▸ The input
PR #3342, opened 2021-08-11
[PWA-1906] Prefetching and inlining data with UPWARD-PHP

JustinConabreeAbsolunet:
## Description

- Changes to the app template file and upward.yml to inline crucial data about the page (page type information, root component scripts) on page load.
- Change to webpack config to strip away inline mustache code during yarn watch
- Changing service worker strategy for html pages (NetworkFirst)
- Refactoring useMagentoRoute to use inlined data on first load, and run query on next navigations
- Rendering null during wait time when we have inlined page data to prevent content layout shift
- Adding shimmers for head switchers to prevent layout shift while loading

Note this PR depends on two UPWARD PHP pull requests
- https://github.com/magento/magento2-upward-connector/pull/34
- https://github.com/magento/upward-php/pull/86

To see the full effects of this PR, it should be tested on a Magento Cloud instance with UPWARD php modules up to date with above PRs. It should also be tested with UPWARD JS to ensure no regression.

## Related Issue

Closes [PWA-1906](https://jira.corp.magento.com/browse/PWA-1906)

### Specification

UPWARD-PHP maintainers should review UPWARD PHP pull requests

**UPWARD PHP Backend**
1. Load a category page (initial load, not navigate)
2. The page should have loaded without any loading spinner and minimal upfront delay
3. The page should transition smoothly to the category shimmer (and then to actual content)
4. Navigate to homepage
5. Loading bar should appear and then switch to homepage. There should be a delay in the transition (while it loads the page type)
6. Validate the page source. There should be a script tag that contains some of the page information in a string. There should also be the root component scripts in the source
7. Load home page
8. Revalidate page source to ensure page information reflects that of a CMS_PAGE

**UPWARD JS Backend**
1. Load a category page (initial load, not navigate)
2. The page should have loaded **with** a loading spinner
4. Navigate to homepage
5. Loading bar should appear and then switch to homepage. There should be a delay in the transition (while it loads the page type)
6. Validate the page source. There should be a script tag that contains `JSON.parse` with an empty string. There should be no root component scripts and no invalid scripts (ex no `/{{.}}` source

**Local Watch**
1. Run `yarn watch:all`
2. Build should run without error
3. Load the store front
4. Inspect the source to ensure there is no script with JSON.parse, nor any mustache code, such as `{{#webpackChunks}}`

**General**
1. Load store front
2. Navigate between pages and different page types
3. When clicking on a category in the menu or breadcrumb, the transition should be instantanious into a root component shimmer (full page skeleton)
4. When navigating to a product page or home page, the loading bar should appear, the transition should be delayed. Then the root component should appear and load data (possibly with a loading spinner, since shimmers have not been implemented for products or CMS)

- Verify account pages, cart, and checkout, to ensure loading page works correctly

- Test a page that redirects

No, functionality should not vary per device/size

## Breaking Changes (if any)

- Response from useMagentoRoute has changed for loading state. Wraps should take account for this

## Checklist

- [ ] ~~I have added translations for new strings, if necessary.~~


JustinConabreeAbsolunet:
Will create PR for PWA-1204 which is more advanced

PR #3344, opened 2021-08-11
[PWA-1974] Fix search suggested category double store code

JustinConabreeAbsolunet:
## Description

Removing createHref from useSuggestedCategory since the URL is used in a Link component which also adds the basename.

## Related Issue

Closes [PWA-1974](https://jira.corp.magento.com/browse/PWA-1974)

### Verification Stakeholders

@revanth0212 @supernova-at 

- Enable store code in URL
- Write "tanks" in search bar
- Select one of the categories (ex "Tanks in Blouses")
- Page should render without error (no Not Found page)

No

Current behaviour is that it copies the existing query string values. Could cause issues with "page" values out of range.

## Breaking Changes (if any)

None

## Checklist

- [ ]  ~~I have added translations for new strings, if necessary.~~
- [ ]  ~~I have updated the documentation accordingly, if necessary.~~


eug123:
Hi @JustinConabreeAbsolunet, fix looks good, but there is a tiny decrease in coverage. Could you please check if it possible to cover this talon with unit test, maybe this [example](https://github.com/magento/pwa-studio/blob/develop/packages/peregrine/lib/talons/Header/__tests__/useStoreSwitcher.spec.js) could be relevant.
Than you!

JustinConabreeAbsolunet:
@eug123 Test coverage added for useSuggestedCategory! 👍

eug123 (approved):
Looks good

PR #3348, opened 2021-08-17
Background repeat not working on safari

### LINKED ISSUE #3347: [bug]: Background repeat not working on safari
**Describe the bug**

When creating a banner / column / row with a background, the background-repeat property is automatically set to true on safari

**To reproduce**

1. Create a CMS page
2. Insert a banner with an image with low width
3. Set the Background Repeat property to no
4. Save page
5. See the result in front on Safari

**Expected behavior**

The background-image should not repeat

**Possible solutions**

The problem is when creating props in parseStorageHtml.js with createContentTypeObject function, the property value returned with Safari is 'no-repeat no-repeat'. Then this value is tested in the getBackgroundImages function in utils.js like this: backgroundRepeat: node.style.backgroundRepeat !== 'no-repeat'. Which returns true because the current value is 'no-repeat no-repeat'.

▸ Problem description
Above are some lines. Repeat exactly, and only, those from the line that has "2. Build should run without error" through the line that has "2. Navigate between".

▸ Response for this exercise
2. Build should run without error
3. Load the store front
4. Inspect the source to ensure there is no script with JSON.parse, nor any mustache code, such as `{{#webpackChunks}}`

**General**
1. Load store front
2. Navigate between pages and different page types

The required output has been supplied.